# Work request
Would you return every entry, exactly as it is written?

The data: Begin

PR #551, opened 2026-09-14
audisp-syslog: include <unistd.h> for getppid()

itxaka-agent:
### Problem

`audisp/plugins/syslog/audisp-syslog.c` calls `getppid()` from its `SIGTERM` handler but never includes `<unistd.h>`.

On glibc the prototype leaks in via another header the plugin already pulls in, so the build stays quiet. On musl there is no such leak and the compile fails:

```
audisp-syslog.c: In function 'term_handler':
audisp-syslog.c: error: implicit declaration of function 'getppid'
```

Every sibling audisp plugin (`af_unix`, `filter`, `ids`, `remote`, `statsd`, `zos-remote`) already includes `<unistd.h>` for the same reason — this just matches them.

### Downstream context

Hit while building `audit-userspace` 4.2.1 for [Hadron Linux](https://github.com/kairos-io/hadron) (musl-based minimal distro). Carrying the patch downstream, but the fix belongs upstream so every musl consumer stops hitting it.


Itxaka:
PR was automated with agent but fix was done manually by me a human, as commented, while adding autdit to hadron I hit this issue.

stevegrubb:
Looks good. Thanks for the patch.

Itxaka:
> Looks good. Thanks for the patch.

that was fast, thank you!

Issue #552, opened 2026-09-16
Potential integer overflow at src/libev/ev.c


samitistfobos-dev:
Potential problem
In `array_nextsize` (src/libev/ev.c, 2249), the size of the allocated array is calculated using `int` operands. The expression `elem * ncur` may exceed the range of `int` for sufficiently large values of `ncur`, causing signed integer overflow.
The same multiplication is subsequently performed by `ncur *= elem`, so changing only the comparison would leave another potentially overflowing operation.

Possible solution
It is suggested to use a separate `long` variable for calculations involving the array size in bytes. The multiplication can then be performed as `(long)elem * ncur`, and subsequent rounding calculations can also use this wider type before converting the resulting element count back to `int`.
This prevents signed integer overflow in the byte-size calculations while preserving `ncur` as the number of array elements.

Found by Linux Verification Center (portal.linuxtesting.ru) with SVACE.

Author A. Burlakov.

stevegrubb:
Libev is a "vendored" library. Fixes for it should be sent to the mail list on this page: https://software.schmorp.de/pkg/libev.html. I have some small patches applied to it that upstream won't take. But I don't want to carry any patches because I will lose them on the next upgrade of libev.

samitistfobos-dev:
I sent an email, thank you. I'll write here when I get a reply.

PR #553, opened 2026-09-16
Fix: NO_CAST.INTEGER_OVERFLOW

samitistfobos-dev:
Problem:
The value of an arithmetic expression 'elem * ncur' is a subject to overflow because its operands are not cast to a larger data type before performing arithmetic

Solution: Use a long variable for byte-size calculations in array_nextsize instead of performing the multiplication using int values. This avoids signed integer overflow in both the size comparison and the subsequent size calculation.
Signed-off-by: a.burlakov@fobos-nt.ru
Signed-off-by: dinchik@altlinux.org


samitistfobos-dev:
Patch for https://github.com/linux-audit/audit-userspace/issues/552

PR #599, opened 2025-04-22
[nrf noup] Add --keep-previous argument to zap-generate

adigie:
* Remove previous ZAP generated files.
* Add `-k`/`--keep-previous` argument to skip removing old files.


scripts/west/zap_generate.py
```diff
@@ -81,3 +85,14 @@ def do_run(self, args, unknown_args):
...
 
         log.inf(f"Done. Files generated in {output_path}")
+
+    def clear_generated_files(self, path: Path):
+        for file in path.iterdir():
+            if file.is_file():
+                with open(file, 'r') as f:
+                    for line in f.readlines():
+                        if "// THIS FILE IS GENERATED BY ZAP" in line:
+                            print(f"Removing {file}")
```
ArekBalysNordic, line 95:
```suggestion
                            log.dbg(f"Removing {file}")
```

To support west logging levels.

ArekBalysNordic (approved):

LuDuda (approved):
Looks good :+1:

Just a thought.. I guess this is more safe - but would it make sense to remove previously generated files by default?

adigie:
> Looks good 👍
> 
> Just a thought.. I guess this is more safe - but would it make sense to remove previously generated files by default?

Sure, I guess that if we filter the files by `// THIS FILE IS GENERATED BY ZAP` then it should be safe to remove them by default. @ArekBalysNordic what do you think?

ArekBalysNordic:
> > Looks good 👍
> > Just a thought.. I guess this is more safe - but would it make sense to remove previously generated files by default?
> 
> Sure, I guess that if we filter the files by `// THIS FILE IS GENERATED BY ZAP` then it should be safe to remove them by default. @ArekBalysNordic what do you think?

I have no strong opinion on that, both ways are ok, and that's safe indeed. If we decide to make it default, thenwe should write a release note entry, because we're changing the default behaviour of the script that people are using right now.

scripts/west/zap_generate.py
```diff
@@ -37,6 +38,7 @@ def do_add_parser(self, parser_adder):
         parser.add_argument('-m', '--matter-path', type=existing_dir_path,
                             default=DEFAULT_MATTER_PATH, help='Path to Matter SDK')
         parser.add_argument('-f', '--full', action='store_true', help='Generate full data model files')
+        parser.add_argument('-k', '--keep-previous', action='store_true', help='Keep previously generated files')
```
ArekBalysNordic, line 41: `'store_false'`?

PR #600, opened 2025-04-24
[nrf noup] Use ZAP CLI for version check

kendallgoto:
Both `zap --version` and `zap-cli --version` do the same thing more or less, but `zap` is heavier to run since it starts Electron just to do `--version`. Since the user may only care about `zap-cli` commands (e.g. `west zap-generate`), requiring that all `west zap-*` commands call `zap` just to get a version check increases the amount of resources and dependencies required.

Instead, just use `zap-cli` to get the version.

### DIFF
--- a/scripts/west/zap_common.py
+++ b/scripts/west/zap_common.py
@@ -189,13 +189,13 @@ class ZapInstaller:
         """
         Returns ZAP package current version as a tuple of integers.
 
-        Parses the output of `zap --version` to determine the current ZAP
+        Parses the output of `zap-cli --version` to determine the current ZAP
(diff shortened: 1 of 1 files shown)


Damian-Nordic (approved):
Thanks for the contribution! I agree it makes sense.

kendallgoto:
Do I need to open a manifest PR in `sdk-nrf` as per the failing check or are you able to take it from here? Thanks!

adigie:
Hi @kendallgoto, you have to sign Contributor License Agreement before we can merge this. Please force push to this PR (and #601) to trigger the CLAassistant.

ArekBalysNordic (approved):

PR #601, opened 2025-04-24
[nrf noup] Use proper ZAP package for Linux/Windows with ARM CPUs

kendallgoto:
Currently x86 ZAP is always downloaded on Linux & Windows. This change looks at the architecture of the system to download either x86_64 or arm64 binaries as provided by ZAP releases

This is the Linux / Windows equivalent to #574 which similarly downloads ARM64 binaries for Darwin systems on Apple Silicon.

### DIFF
--- a/scripts/west/zap_common.py
+++ b/scripts/west/zap_common.py
@@ -132,12 +132,18 @@ class ZapInstaller:
             f.close()
 
         if self.current_os == 'Linux':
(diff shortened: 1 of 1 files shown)


kkasperczyk-no (approved):
It looks good to me :+1: Thank you for the contribution!

ArekBalysNordic (approved):

PR #608, opened 2025-05-09
[nrf toup] [Groups] Do not add group if there is no listener

ArekBalysNordic:
Check if the listener has been assigned to the multicast group; if not, remove the group and return `ResourceExhausted` status in the AddGroupResponse message.


LuDuda:
Close until enhancements are done in Matter SDK.

PR #609, opened 2025-05-12
[nrf toup] [Crypto] Use single-part API for PSA AEAD functions.

ArekBalysNordic:
Use single-part instead of multi-part API for PSA AEAD functions for AES_CCM encrypt and decrypt methods. This reduces amount of crypto interactions and keeps the same functionality.

manifest-pr-skip


LuDuda:
Let's close for now. We can re-open if we decide to go with dynamic memory variant instead.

The data: End

# Result below
PR #551, opened 2026-09-14
audisp-syslog: include <unistd.h> for getppid()

itxaka-agent:
### Problem

`audisp/plugins/syslog/audisp-syslog.c` calls `getppid()` from its `SIGTERM` handler but never includes `<unistd.h>`.

On glibc the prototype leaks in via another header the plugin already pulls in, so the build stays quiet. On musl there is no such leak and the compile fails:

```
audisp-syslog.c: In function 'term_handler':
audisp-syslog.c: error: implicit declaration of function 'getppid'
```

Every sibling audisp plugin (`af_unix`, `filter`, `ids`, `remote`, `statsd`, `zos-remote`) already includes `<unistd.h>` for the same reason — this just matches them.

### Downstream context

Hit while building `audit-userspace` 4.2.1 for [Hadron Linux](https://github.com/kairos-io/hadron) (musl-based minimal distro). Carrying the patch downstream, but the fix belongs upstream so every musl consumer stops hitting it.


Itxaka:
PR was automated with agent but fix was done manually by me a human, as commented, while adding autdit to hadron I hit this issue.

stevegrubb:
Looks good. Thanks for the patch.

Itxaka:
> Looks good. Thanks for the patch.

that was fast, thank you!

Issue #552, opened 2026-09-16
Potential integer overflow at src/libev/ev.c


samitistfobos-dev:
Potential problem
In `array_nextsize` (src/libev/ev.c, 2249), the size of the allocated array is calculated using `int` operands. The expression `elem * ncur` may exceed the range of `int` for sufficiently large values of `ncur`, causing signed integer overflow.
The same multiplication is subsequently performed by `ncur *= elem`, so changing only the comparison would leave another potentially overflowing operation.

Possible solution
It is suggested to use a separate `long` variable for calculations involving the array size in bytes. The multiplication can then be performed as `(long)elem * ncur`, and subsequent rounding calculations can also use this wider type before converting the resulting element count back to `int`.
This prevents signed integer overflow in the byte-size calculations while preserving `ncur` as the number of array elements.

Found by Linux Verification Center (portal.linuxtesting.ru) with SVACE.

Author A. Burlakov.

stevegrubb:
Libev is a "vendored" library. Fixes for it should be sent to the mail list on this page: https://software.schmorp.de/pkg/libev.html. I have some small patches applied to it that upstream won't take. But I don't want to carry any patches because I will lose them on the next upgrade of libev.

samitistfobos-dev:
I sent an email, thank you. I'll write here when I get a reply.

PR #553, opened 2026-09-16
Fix: NO_CAST.INTEGER_OVERFLOW

samitistfobos-dev:
Problem:
The value of an arithmetic expression 'elem * ncur' is a subject to overflow because its operands are not cast to a larger data type before performing arithmetic

Solution: Use a long variable for byte-size calculations in array_nextsize instead of performing the multiplication using int values. This avoids signed integer overflow in both the size comparison and the subsequent size calculation.
Signed-off-by: a.burlakov@fobos-nt.ru
Signed-off-by: dinchik@altlinux.org


samitistfobos-dev:
Patch for https://github.com/linux-audit/audit-userspace/issues/552

PR #599, opened 2025-04-22
[nrf noup] Add --keep-previous argument to zap-generate

adigie:
* Remove previous ZAP generated files.
* Add `-k`/`--keep-previous` argument to skip removing old files.


scripts/west/zap_generate.py
```diff
@@ -81,3 +85,14 @@ def do_run(self, args, unknown_args):
...
 
         log.inf(f"Done. Files generated in {output_path}")
+
+    def clear_generated_files(self, path: Path):
+        for file in path.iterdir():
+            if file.is_file():
+                with open(file, 'r') as f:
+                    for line in f.readlines():
+                        if "// THIS FILE IS GENERATED BY ZAP" in line:
+                            print(f"Removing {file}")
```
ArekBalysNordic, line 95:
```suggestion
                            log.dbg(f"Removing {file}")
```

To support west logging levels.

ArekBalysNordic (approved):

LuDuda (approved):
Looks good :+1:

Just a thought.. I guess this is more safe - but would it make sense to remove previously generated files by default?

adigie:
> Looks good 👍
> 
> Just a thought.. I guess this is more safe - but would it make sense to remove previously generated files by default?

Sure, I guess that if we filter the files by `// THIS FILE IS GENERATED BY ZAP` then it should be safe to remove them by default. @ArekBalysNordic what do you think?

ArekBalysNordic:
> > Looks good 👍
> > Just a thought.. I guess this is more safe - but would it make sense to remove previously generated files by default?
> 
> Sure, I guess that if we filter the files by `// THIS FILE IS GENERATED BY ZAP` then it should be safe to remove them by default. @ArekBalysNordic what do you think?

I have no strong opinion on that, both ways are ok, and that's safe indeed. If we decide to make it default, thenwe should write a release note entry, because we're changing the default behaviour of the script that people are using right now.

scripts/west/zap_generate.py
```diff
@@ -37,6 +38,7 @@ def do_add_parser(self, parser_adder):
         parser.add_argument('-m', '--matter-path', type=existing_dir_path,
                             default=DEFAULT_MATTER_PATH, help='Path to Matter SDK')
         parser.add_argument('-f', '--full', action='store_true', help='Generate full data model files')
+        parser.add_argument('-k', '--keep-previous', action='store_true', help='Keep previously generated files')
```
ArekBalysNordic, line 41: `'store_false'`?

PR #600, opened 2025-04-24
[nrf noup] Use ZAP CLI for version check

kendallgoto:
Both `zap --version` and `zap-cli --version` do the same thing more or less, but `zap` is heavier to run since it starts Electron just to do `--version`. Since the user may only care about `zap-cli` commands (e.g. `west zap-generate`), requiring that all `west zap-*` commands call `zap` just to get a version check increases the amount of resources and dependencies required.

Instead, just use `zap-cli` to get the version.

### DIFF
--- a/scripts/west/zap_common.py
+++ b/scripts/west/zap_common.py
@@ -189,13 +189,13 @@ class ZapInstaller:
         """
         Returns ZAP package current version as a tuple of integers.
 
-        Parses the output of `zap --version` to determine the current ZAP
+        Parses the output of `zap-cli --version` to determine the current ZAP
(diff shortened: 1 of 1 files shown)


Damian-Nordic (approved):
Thanks for the contribution! I agree it makes sense.

kendallgoto:
Do I need to open a manifest PR in `sdk-nrf` as per the failing check or are you able to take it from here? Thanks!

adigie:
Hi @kendallgoto, you have to sign Contributor License Agreement before we can merge this. Please force push to this PR (and #601) to trigger the CLAassistant.

ArekBalysNordic (approved):

PR #601, opened 2025-04-24
[nrf noup] Use proper ZAP package for Linux/Windows with ARM CPUs

kendallgoto:
Currently x86 ZAP is always downloaded on Linux & Windows. This change looks at the architecture of the system to download either x86_64 or arm64 binaries as provided by ZAP releases

This is the Linux / Windows equivalent to #574 which similarly downloads ARM64 binaries for Darwin systems on Apple Silicon.

### DIFF
--- a/scripts/west/zap_common.py
+++ b/scripts/west/zap_common.py
@@ -132,12 +132,18 @@ class ZapInstaller:
             f.close()
 
         if self.current_os == 'Linux':
(diff shortened: 1 of 1 files shown)


kkasperczyk-no (approved):
It looks good to me :+1: Thank you for the contribution!

ArekBalysNordic (approved):

PR #608, opened 2025-05-09
[nrf toup] [Groups] Do not add group if there is no listener

ArekBalysNordic:
Check if the listener has been assigned to the multicast group; if not, remove the group and return `ResourceExhausted` status in the AddGroupResponse message.


LuDuda:
Close until enhancements are done in Matter SDK.

PR #609, opened 2025-05-12
[nrf toup] [Crypto] Use single-part API for PSA AEAD functions.

ArekBalysNordic:
Use single-part instead of multi-part API for PSA AEAD functions for AES_CCM encrypt and decrypt methods. This reduces amount of crypto interactions and keeps the same functionality.

manifest-pr-skip


LuDuda:
Let's close for now. We can re-open if we decide to go with dynamic memory variant instead.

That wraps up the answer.